Stored data entries:
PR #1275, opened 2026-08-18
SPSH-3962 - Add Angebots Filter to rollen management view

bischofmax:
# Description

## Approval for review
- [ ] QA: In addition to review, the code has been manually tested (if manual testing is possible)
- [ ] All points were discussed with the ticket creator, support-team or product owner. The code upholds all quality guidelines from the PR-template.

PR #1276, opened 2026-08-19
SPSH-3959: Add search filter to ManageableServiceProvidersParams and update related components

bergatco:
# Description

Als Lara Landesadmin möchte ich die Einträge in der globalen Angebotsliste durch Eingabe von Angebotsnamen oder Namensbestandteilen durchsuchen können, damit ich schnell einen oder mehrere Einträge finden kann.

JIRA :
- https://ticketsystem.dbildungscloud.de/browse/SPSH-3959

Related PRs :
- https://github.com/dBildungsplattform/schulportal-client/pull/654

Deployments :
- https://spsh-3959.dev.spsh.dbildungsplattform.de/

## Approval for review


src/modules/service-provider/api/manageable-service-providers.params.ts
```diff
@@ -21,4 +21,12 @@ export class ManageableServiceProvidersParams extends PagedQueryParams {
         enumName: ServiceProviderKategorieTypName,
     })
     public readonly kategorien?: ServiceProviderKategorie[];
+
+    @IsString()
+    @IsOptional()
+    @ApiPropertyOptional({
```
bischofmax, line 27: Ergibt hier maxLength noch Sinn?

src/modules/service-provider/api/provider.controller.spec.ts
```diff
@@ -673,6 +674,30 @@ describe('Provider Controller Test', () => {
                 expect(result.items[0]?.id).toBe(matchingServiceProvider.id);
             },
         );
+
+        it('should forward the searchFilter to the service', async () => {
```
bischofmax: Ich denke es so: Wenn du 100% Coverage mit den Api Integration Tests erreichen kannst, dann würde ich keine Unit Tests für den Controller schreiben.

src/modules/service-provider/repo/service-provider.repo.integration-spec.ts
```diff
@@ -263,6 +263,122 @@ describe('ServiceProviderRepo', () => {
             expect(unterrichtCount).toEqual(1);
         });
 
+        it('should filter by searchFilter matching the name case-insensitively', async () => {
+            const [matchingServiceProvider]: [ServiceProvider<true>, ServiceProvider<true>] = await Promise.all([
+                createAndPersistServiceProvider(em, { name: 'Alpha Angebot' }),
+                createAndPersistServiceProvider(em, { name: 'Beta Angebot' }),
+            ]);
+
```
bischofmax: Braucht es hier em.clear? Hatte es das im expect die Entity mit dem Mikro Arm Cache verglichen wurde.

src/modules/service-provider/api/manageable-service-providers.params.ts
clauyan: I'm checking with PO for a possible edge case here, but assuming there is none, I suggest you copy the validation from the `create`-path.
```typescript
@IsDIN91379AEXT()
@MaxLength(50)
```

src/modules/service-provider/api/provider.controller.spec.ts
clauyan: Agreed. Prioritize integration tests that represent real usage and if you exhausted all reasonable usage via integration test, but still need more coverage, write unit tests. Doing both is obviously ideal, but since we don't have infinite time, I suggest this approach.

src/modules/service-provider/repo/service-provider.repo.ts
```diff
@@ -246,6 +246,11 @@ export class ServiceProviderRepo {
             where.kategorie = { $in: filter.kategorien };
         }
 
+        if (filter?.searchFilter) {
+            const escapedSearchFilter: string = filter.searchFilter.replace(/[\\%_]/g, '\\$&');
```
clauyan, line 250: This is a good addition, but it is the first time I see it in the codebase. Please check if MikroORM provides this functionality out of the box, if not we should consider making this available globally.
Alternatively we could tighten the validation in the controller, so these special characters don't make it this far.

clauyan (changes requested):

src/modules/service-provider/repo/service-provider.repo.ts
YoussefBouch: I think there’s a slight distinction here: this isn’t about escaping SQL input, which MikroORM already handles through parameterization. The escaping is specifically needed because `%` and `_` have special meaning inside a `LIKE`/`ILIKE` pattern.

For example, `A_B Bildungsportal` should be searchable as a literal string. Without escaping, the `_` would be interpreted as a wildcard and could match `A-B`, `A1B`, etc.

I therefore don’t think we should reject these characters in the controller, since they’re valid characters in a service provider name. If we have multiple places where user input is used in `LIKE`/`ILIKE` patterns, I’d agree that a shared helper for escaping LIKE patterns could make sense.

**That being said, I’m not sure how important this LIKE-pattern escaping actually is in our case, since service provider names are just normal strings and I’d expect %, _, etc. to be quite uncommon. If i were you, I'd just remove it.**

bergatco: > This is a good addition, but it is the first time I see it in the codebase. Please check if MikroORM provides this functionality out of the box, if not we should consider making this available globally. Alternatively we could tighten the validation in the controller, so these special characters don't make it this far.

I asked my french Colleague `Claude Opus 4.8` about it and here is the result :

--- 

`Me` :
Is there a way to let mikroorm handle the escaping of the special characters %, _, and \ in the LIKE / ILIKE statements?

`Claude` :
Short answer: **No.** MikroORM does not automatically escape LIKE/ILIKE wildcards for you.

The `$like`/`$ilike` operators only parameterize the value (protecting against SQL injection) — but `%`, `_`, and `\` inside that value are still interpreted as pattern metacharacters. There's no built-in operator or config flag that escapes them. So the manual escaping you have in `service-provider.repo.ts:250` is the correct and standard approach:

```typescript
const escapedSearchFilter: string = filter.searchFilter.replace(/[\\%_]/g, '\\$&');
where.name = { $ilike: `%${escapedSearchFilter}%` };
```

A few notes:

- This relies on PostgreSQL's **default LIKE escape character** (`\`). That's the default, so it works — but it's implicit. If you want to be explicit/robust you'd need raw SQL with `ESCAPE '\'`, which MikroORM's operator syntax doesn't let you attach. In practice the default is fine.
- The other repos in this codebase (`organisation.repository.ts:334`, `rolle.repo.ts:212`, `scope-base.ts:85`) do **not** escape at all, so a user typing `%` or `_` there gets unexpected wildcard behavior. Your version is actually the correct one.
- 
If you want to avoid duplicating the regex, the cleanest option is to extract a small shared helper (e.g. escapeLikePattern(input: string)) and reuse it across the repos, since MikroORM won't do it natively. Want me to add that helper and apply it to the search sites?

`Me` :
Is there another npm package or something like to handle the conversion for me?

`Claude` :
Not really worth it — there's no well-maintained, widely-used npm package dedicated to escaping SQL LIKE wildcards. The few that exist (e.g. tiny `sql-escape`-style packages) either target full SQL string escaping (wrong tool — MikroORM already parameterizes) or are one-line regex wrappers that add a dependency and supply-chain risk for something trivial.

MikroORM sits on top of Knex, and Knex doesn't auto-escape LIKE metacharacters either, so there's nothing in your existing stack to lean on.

---

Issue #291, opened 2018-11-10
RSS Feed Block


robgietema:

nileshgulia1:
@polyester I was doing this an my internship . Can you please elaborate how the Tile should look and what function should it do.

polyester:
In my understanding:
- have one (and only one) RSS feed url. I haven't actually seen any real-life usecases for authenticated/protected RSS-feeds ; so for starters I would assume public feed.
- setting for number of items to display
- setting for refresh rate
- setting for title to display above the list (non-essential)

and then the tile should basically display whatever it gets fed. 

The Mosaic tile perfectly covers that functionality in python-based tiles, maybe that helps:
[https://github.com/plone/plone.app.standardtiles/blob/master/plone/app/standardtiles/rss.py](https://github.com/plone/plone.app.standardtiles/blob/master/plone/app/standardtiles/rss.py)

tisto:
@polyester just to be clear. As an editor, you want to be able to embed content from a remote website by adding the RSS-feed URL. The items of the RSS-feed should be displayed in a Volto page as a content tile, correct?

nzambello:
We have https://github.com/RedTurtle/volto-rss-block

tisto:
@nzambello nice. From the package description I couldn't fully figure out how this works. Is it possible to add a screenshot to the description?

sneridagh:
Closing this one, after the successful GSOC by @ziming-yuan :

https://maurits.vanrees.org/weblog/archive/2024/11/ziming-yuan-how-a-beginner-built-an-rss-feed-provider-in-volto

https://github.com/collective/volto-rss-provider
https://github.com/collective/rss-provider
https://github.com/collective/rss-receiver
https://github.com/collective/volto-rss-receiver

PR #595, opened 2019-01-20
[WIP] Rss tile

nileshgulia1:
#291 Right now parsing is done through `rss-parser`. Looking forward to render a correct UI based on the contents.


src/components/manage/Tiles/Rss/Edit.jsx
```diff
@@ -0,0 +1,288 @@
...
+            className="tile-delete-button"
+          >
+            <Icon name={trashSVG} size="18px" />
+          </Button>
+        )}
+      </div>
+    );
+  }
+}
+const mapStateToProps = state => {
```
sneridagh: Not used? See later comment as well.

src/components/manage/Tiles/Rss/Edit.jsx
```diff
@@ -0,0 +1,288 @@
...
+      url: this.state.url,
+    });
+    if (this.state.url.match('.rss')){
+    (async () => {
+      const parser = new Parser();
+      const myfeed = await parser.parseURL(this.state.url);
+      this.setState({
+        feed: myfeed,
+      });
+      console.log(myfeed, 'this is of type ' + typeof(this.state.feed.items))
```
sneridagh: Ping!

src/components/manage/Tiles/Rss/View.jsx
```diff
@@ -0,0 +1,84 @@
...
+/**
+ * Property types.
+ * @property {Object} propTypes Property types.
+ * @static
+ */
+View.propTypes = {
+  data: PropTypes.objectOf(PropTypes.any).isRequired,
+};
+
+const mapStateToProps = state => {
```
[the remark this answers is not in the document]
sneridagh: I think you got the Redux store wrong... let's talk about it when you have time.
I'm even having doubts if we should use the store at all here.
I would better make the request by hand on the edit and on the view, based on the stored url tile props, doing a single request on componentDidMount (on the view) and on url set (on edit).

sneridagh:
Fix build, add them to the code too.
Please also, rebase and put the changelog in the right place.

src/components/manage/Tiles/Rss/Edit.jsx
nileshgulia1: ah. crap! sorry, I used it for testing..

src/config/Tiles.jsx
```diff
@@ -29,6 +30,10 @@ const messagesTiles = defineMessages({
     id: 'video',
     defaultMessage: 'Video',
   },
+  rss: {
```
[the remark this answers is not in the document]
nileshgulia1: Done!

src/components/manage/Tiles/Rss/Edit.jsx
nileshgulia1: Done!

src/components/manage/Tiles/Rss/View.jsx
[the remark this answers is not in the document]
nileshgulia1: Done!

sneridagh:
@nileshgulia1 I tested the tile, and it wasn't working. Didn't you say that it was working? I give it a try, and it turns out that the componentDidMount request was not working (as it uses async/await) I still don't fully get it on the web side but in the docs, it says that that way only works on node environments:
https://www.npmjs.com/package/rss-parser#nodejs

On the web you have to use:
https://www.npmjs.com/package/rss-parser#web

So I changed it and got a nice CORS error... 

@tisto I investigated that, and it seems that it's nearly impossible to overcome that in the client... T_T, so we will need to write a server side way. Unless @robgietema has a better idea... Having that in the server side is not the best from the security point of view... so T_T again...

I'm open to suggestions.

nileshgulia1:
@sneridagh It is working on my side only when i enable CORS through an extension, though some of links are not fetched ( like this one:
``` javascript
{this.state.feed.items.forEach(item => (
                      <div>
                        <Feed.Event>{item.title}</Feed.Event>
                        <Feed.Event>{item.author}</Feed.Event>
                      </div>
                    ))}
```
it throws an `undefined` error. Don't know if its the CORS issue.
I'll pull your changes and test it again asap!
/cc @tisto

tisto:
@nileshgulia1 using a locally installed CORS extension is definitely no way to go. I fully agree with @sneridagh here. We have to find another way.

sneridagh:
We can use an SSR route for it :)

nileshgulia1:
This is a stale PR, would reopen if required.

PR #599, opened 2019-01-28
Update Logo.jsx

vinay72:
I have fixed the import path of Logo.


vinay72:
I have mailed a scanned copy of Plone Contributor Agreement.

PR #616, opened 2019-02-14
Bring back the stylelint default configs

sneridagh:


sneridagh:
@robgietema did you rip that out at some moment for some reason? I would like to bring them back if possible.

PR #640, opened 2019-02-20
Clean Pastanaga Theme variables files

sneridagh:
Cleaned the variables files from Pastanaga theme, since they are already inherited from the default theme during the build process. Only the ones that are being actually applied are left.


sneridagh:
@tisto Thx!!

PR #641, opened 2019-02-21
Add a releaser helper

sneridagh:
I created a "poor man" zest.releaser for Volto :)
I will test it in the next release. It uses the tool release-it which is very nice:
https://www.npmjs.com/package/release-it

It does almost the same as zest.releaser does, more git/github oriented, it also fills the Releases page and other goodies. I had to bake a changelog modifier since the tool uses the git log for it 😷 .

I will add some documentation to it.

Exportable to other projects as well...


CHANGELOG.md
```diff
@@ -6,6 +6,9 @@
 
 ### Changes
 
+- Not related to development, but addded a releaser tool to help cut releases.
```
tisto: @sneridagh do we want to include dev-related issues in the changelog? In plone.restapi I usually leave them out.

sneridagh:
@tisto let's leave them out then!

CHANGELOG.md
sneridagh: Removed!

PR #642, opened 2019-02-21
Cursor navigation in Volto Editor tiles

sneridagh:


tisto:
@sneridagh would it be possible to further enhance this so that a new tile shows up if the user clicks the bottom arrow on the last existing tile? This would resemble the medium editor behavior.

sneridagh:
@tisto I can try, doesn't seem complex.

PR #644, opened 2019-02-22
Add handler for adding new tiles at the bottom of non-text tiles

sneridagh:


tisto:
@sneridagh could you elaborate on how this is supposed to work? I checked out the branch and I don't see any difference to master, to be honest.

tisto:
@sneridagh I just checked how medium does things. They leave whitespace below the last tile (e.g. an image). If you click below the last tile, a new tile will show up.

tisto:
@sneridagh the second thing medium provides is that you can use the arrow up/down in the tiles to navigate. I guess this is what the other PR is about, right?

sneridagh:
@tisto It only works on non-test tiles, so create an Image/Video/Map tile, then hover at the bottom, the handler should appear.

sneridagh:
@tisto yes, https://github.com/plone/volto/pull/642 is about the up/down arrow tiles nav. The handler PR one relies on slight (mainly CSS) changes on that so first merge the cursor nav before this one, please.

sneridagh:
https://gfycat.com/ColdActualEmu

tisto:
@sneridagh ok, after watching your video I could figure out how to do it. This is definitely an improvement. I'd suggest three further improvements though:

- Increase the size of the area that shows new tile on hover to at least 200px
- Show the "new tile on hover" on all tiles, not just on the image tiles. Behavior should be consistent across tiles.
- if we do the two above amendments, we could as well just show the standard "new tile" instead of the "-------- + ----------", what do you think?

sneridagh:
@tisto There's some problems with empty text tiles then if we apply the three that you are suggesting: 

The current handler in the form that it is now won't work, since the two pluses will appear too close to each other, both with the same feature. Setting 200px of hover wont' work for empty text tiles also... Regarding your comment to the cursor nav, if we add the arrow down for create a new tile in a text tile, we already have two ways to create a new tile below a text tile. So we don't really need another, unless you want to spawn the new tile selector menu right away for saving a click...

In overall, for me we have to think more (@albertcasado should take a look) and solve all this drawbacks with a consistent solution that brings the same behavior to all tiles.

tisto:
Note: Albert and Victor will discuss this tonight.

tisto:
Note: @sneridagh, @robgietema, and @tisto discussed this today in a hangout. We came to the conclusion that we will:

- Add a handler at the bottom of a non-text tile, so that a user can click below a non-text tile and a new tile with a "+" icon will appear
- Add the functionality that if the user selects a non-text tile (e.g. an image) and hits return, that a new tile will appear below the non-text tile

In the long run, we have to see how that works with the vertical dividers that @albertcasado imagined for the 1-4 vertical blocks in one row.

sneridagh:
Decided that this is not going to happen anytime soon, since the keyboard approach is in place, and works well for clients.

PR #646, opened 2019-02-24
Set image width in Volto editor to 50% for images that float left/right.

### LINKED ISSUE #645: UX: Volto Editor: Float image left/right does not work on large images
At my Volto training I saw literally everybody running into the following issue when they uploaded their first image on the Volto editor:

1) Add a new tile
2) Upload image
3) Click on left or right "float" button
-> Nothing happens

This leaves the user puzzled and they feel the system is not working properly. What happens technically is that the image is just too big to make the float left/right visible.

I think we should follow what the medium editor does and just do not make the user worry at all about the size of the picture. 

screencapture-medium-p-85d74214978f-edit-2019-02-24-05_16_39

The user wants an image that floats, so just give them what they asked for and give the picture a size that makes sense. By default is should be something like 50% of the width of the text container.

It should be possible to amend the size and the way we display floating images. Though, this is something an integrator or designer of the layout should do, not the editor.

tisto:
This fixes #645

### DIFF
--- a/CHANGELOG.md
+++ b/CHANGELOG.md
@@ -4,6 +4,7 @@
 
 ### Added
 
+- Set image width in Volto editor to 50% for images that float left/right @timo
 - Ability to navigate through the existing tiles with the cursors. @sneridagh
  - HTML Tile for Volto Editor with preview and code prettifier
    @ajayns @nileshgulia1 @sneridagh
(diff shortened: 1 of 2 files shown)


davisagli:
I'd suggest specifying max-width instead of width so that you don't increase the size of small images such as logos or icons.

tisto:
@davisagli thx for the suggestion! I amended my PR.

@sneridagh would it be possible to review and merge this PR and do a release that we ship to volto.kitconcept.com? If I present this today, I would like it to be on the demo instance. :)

## Work order
In the lines above, locate the string "result". Copy every line where it occurs.

## The completed task
                 expect(result.items[0]?.id).toBe(matchingServiceProvider.id);
I asked my french Colleague `Claude Opus 4.8` about it and here is the result :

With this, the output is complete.